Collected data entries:
PR #1742, opened 2017-12-04
[NG] Adjust step nav height for inline wizards.

### LINKED ISSUE #1711: Inline wizard navigation pane should have max-height: 100%
```
[ x] bug
[ ] feature request
[ ] enhancement
```

### Expected behavior

Using inline wizard, the navigation pane of the wizard should have maximum height of 100% instead of .75h.

The issue is filed by request of @adityarb88 from issue https://github.com/vmware/clarity/issues/1704

### Actual behavior

The inline wizard scales horizontally to consume all available width of the iframe but it does not scale vertically to consume all available height. It turns out clr-wizard--inline defines "position: static" and the max-height = .75h of navigation pane. Using the inline wizard css the content are max-height is changed to 100%. The same should apply for nav pane.
The following screenshot explains the problem with the Inline wizard:
inline-wizard-nav-pane-broken

### Reproduction of behavior

### Environment details

* **Angular version:** 4.x.x

* **Clarity version:**

* **OS and version:** 

hippee-lee:
- closes #1711

## Browsers
Tested in:

- Chrome
- Safari
- Firefox
- IE 11
- Edge

### DIFF
--- a/src/clarity-angular/wizard/_wizard.clarity.scss
+++ b/src/clarity-angular/wizard/_wizard.clarity.scss
@@ -538,6 +538,10 @@
             min-height: 100%;
             height: auto;
             max-height: 100%;
+
+            .clr-wizard-stepnav {
+                height: 100%;
+            }
         }
     }
 


src/clarity-angular/wizard/_wizard.clarity.scss
```diff
@@ -538,6 +538,10 @@
             min-height: 100%;
             height: auto;
             max-height: 100%;
+
+            .clr-wizard-stepnav {
```
mathisscott: Do we want to do this everywhere for all wizards or does this just need to be for inline wizards?

Did we test this change to verify there's no unexpected issues with it?

hippee-lee: My understanding if the issue was that this was for inline wizards only. Added it for all wizards breaks our cssRegression tests for most wizardz ... they all get scroll bars as the `.clr-wizard-stepnav` pushes below the container. 

I'll update the description for browsers tested in.

mathisscott: Cool. That's what I thought. Thanks for the clarification.

PR #3241, opened 2019-03-25
[UI] fix node height inconsistency

### LINKED ISSUE #3142: Weird TreeView items design
## Summary

_Currently, there are few thing in treeview, which are weird:_

_1. Expandable nodes can't be "active"_
_2. Regular nodes that aren't supposed to be selected has height of 30px, but selectable ones - 34px; text in selectable nodes is shifted to the right._

image

* **What is the change?** Make expandable nodes selectable for all tree view types; make selectable and non-selectable nodes have identical height and text position.
* **Why should it go in Clarity?** Because current implementation is pretty limited by things described above.
* **Does this change impact existing behaviors? If so how?** it adds ability to make node both expandable and active. Other changes are cosmetic.

## Use case

_File Browser. Folders can be expandable and selectable simultaneously. Files and folders can exist on a same level of hierarchy._

## Workarounds

For selectable expandable nodes - not sure, for cosmetic changes - css overrides.

coryrylan:
Fixes node height inconsistency as described in #3142 
Node elements should be 32px in height as described in spec #239

closes #3142 


src/clr-angular/data/tree-view/_tree-view.clarity.scss
```diff
@@ -117,7 +117,7 @@
     //Others
     background: transparent;
     border-radius: $clr-tree-border-radius 0 0 $clr-tree-border-radius;
```
gnomeontherun: If we don't have a background or border, we don't need a radius...

Issue #3248, opened 2019-03-26
Removal of 2.0 deprecations


gnomeontherun:
We need to remove the following:

* [x] Deprecated grid file, and any lingering uses of old grid
* [x] Audit component templates for old grid classes and make sure we have scss parity (matt)
* [x] Deprecated old form module (Cory)
* [x] Old form styles (Cory)
* [x] Remove examples of `clr-checkbox` in button groups (Cory)
* [x] Remove deprecated bootstrap sass (Cory)
* [x] Remove old datepicker layout option (Matt)
* [x] Unnecessary gemini tests (Matt)

coryrylan:
Have majority of the deprecated forms module and styles removed. Everything builds but I need to go back and check all three projects and gemini for any possible issues.

coryrylan:
Is the older `.toggle-switch` part of the old forms deprecation? I see that the new component was added a couple of months ago.

PR #3249, opened 2019-03-26
deprecation(grid) remove old grid fully from the project

gnomeontherun:
* Removed the deprecated grid CSS files and build chain
* Removed deprecated grid gemini tests
* Updated all dev/ks-app/website pages that used old grid still
* Removed 'old lists in cards', 'old progress bar cards' demos, no longer valid
* Added precommit hook for license headers

Part of #3248


src/dev/src/app/iconography/icon-selection.demo.html
```diff
@@ -8,7 +8,7 @@
 
     <section>
         <h5>Preview Settings</h5>
-        <div class="row clr-icon-preview-settings">
+        <div class="clr-icon-preview-settings">
```
hippee-lee: Does it still need to be `clr-row` here?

**About this task**
Locate the word "grid" in the records above, and return each line that has it.

**Response to the exercise**
* [x] Deprecated grid file, and any lingering uses of old grid
* [x] Audit component templates for old grid classes and make sure we have scss parity (matt)
deprecation(grid) remove old grid fully from the project
* Removed the deprecated grid CSS files and build chain
* Removed deprecated grid gemini tests
* Updated all dev/ks-app/website pages that used old grid still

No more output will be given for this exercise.